[[ SOURCE MATERIAL, beginning ]]
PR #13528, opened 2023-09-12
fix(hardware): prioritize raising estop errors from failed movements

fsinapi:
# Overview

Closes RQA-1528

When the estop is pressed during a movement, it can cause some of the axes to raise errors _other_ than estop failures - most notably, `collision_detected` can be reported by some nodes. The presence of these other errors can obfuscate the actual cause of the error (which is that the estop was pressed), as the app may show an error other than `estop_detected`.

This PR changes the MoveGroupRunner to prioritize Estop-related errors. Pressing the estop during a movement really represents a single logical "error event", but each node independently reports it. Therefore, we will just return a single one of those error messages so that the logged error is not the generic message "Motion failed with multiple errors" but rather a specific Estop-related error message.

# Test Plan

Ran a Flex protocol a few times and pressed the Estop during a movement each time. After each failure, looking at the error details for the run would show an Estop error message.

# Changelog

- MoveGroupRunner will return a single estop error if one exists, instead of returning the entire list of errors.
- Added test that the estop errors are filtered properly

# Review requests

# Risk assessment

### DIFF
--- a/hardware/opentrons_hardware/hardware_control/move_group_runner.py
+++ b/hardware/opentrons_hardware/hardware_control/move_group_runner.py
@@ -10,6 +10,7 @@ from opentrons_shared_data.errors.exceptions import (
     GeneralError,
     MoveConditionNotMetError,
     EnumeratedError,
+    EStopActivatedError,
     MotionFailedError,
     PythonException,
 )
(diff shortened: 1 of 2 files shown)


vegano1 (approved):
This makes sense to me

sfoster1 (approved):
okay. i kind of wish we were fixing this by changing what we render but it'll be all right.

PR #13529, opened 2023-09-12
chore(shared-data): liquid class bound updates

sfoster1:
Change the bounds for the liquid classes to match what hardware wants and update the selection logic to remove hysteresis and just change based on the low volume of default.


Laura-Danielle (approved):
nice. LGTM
[[ SOURCE MATERIAL, end ]]
[[ SOURCE MATERIAL, beginning ]]
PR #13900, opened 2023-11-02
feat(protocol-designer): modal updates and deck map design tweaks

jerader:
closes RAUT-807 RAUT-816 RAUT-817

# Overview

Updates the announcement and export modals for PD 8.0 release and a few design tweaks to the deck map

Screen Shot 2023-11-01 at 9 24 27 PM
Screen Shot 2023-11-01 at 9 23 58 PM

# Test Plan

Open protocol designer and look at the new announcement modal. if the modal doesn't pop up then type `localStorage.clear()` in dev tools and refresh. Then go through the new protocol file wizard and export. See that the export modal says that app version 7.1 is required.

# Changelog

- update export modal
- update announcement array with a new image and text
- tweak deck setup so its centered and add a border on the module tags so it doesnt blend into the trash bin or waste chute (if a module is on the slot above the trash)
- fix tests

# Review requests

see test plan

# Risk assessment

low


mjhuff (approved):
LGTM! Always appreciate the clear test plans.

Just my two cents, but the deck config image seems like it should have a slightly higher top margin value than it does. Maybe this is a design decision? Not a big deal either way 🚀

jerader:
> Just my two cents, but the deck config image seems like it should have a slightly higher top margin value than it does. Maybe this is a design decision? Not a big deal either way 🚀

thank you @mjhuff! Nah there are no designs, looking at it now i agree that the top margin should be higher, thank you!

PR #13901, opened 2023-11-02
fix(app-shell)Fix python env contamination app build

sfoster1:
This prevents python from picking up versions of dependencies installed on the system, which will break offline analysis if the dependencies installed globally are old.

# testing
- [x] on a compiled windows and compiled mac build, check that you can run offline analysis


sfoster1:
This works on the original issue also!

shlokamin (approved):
[[ SOURCE MATERIAL, end ]]
EXERCISE DETAILS: Find each line in the data above with the word "liquid", then copy it.

EXERCISE OUTPUT:
chore(shared-data): liquid class bound updates
Change the bounds for the liquid classes to match what hardware wants and update the selection logic to remove hysteresis and just change based on the low volume of default.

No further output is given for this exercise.